Ingress is the inverse of egress — it brings external media into a room. An external media source is wrapped as a room participant, publishing tracks just like any other participant.

LiveKit supports two primary ingress protocols:

RTMP ingress accepts streams from broadcasting software like OBS Studio, Streamlabs, or any tool that outputs RTMP. A broadcaster configures their software to push to a LiveKit RTMP endpoint, and that stream appears in the room as a participant with audio and video tracks. This is how professional production setups — with multicamera switching, overlays, and branded graphics — feed into LiveKit rooms.

WHIP ingress uses the WebRTC-HTTP Ingestion Protocol, a newer standard that allows WebRTC-native sources to push media into LiveKit. Because WHIP uses WebRTC natively, it avoids the transcoding overhead of RTMP and delivers lower latency.

Ingress protocol	Source examples	Latency	Best for
RTMP	OBS, Streamlabs, hardware encoders	Higher (transcoding required)	Professional broadcasts, existing streaming setups
WHIP	WebRTC-native sources, WHIP clients	Lower (native WebRTC)	Low-latency ingest, WebRTC-first workflows

What's happening

The pattern is consistent. An RTMP stream from OBS does not get special treatment in the LiveKit data model. It becomes a participant. It publishes tracks. Other participants subscribe to those tracks. Your application code does not need an "RTMP handler" — it just sees another participant with audio and video tracks.

The pattern: everything extends the room

Step back and look at what LiveKit has done architecturally:

Integration	How it maps to the room model
Browser client	Participant publishes/subscribes to tracks
AI agent	Participant publishes/subscribes to tracks
Phone caller (SIP)	Participant publishes/subscribes to tracks
Recording (Egress)	Hidden participant subscribes to tracks, writes to storage
Livestream (Egress)	Hidden participant subscribes to tracks, pushes to RTMP
OBS stream (Ingress)	Participant publishes tracks from RTMP source
WHIP source (Ingress)	Participant publishes tracks from WebRTC source

Every row in that table uses the same three primitives: rooms, participants, and tracks. This is not an accident — it is a deliberate architectural decision that pays dividends in every layer of your application.

Why uniform modeling matters

When every integration maps to the same primitives, your permission model is uniform (access tokens govern all participants the same way), your event system is uniform (participant-joined fires for humans, agents, and phone callers alike), and your client code is uniform (no special cases for different participant types). The complexity of supporting telephony, recording, and external streams is absorbed by the infrastructure, not by your application.

Test your knowledge

Question 1 of 2

How does a phone caller connect to a LiveKit room via SIP?

The competitive picture

Most platforms treat telephony, recording, and streaming as add-on products. You buy a WebRTC service for video calls, a separate telephony API for phone integration, a separate recording service for archiving, and a separate streaming service for broadcasts.
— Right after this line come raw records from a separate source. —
PR #633, opened 2025-08-12
Pretrained molecular potentials from MatGL paper and additional thermostats for ASE MD added

kenko911:
## Summary
The molecular potentials pretrained on the subset of ANI-1x dataset is included. Moreover, more stable thermostats (Nose hoover chain) for both NVT and NPT are also added.

## Todos

If this is work in progress, what else needs to be done?

- feature 2: ...
- fix 2:

## Checklist

```sh
pip install -U pre-commit
pre-commit install
```


Andrew-S-Rosen:
Sidenote: Potential breaking change [here](https://github.com/materialsvirtuallab/matcalc/actions/runs/16916505594/job/47931624345?pr=93) that I think may be related to the matgl release.

kenko911:
Hi @Andrew-S-Rosen, thank you very much for your comments! It seems that the default values of taut and taup are similar to those of tdamp and pdamp. Perhaps it would be simpler to remove pdamp and tdamp and just use taut and taup for all ensembles. Regarding MatCalc, it seems that the unit tests do not work for molecular potentials in general.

Each has its own dashboard, its own billing, its own API surface, its own failure modes.

LiveKit's approach — collapsing all of these into the room model — is architecturally unusual and practically powerful. It means a voice AI agent that works in a browser also works over the phone. It means recording is a property of a room, not a feature of a separate product. It means an OBS broadcast and a laptop webcam are interchangeable from the application's perspective.

What's happening

The room abstraction is doing enormous architectural work. By insisting that every form of media input and output maps to rooms, participants, and tracks, LiveKit eliminates entire categories of integration complexity. You do not need to learn six different systems — you need to understand one model deeply, and everything follows from it.